A distance calculation unit that calculates a distance from the center of the captured image to the human region;
A head size calculation unit that calculates the size of the head region in the captured image as a head size;
A human body / head size ratio calculating unit that calculates a ratio of an area of the head area to an area of the human area as a human body / head size ratio;
Aspect ratio calculation for calculating an aspect ratio which is a ratio of the length of the vertical side of the human region to the length of the horizontal side when the human region is a region within a rectangle circumscribed by the contour of the image of the subject person Have a part, and
The posture estimation unit selects a dictionary used in the machine learning based on at least one of the calculated distance, the head size, the human body / head size ratio, and the aspect ratio. The posture estimation system according to any one of 1 to 5.

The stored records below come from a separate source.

PR #1382, opened 2026-07-31
refactor: formalize `ControlInstance<any>` as `AnyControlInstance`

agurtovoy:
Formalize `ControlInstance<any>` as `AnyControlInstance` to avoid having to suppress warnings about `any` throughout the codebase.

### DIFF
--- a/.changeset/free-camels-lead.md
+++ b/.changeset/free-camels-lead.md
@@ -1,0 +1,5 @@
+---
+'@makeswift/controls': patch
+---
+
+Formalize `ControlInstance<any>` as `AnyControlInstance` to avoid having to suppress warnings about `any` throughout the codebase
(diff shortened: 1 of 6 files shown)


arvinpoddar (approved):

bc-drew-cutchins (commented):
Would `type AnyControlInstance = ControlInstance<unknown>` be a safer alternative? Not sure how these typically get consumed.

agurtovoy:
@bc-drew-cutchins No, unfortunately `unknown` doesn't cut here. Control instance is defined as `ControlInstance<M extends ControlMessage>`, and `unknown` doesn't satisfy this constraint. At some point we need to take a second look at how we type control messages and whether there is a better way to achieve the desired type safety w/o paying the price in complexity we're paying now, but that's a journey for some other time. This is just a chore PR formalizing our existing practice and following up on https://github.com/makeswift/makeswift/pull/1354.

bc-drew-cutchins:
@agurtovoy Ah, gotcha, that makes sense 👍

The posture estimation system according to any one of claims 1 to 11.
A pre-rotation posture calculation unit that calculates the posture corresponding to the captured image before rotation by reversely rotating the posture estimated as the joint point corresponding to the captured image after rotation;
An action estimation unit that estimates the action of the target person based on changes between the plurality of postures calculated by the pre-rotation posture calculation unit;
An action estimation system having

Detecting a region including an image of a subject in a captured image as a human region (a);
Detecting a region including an image of the head of the subject in the captured image as a head region (b);
Procedure for unifying the direction of the head region with respect to a predetermined point in the human region in the photographed image in which a plurality of postures of the subject are respectively imaged, by rotating the photographed image in a predetermined direction (c )When,
A procedure (d) of estimating a joint position of the subject by machine learning based on the captured image after rotation;
Pose estimation program to make a computer execute.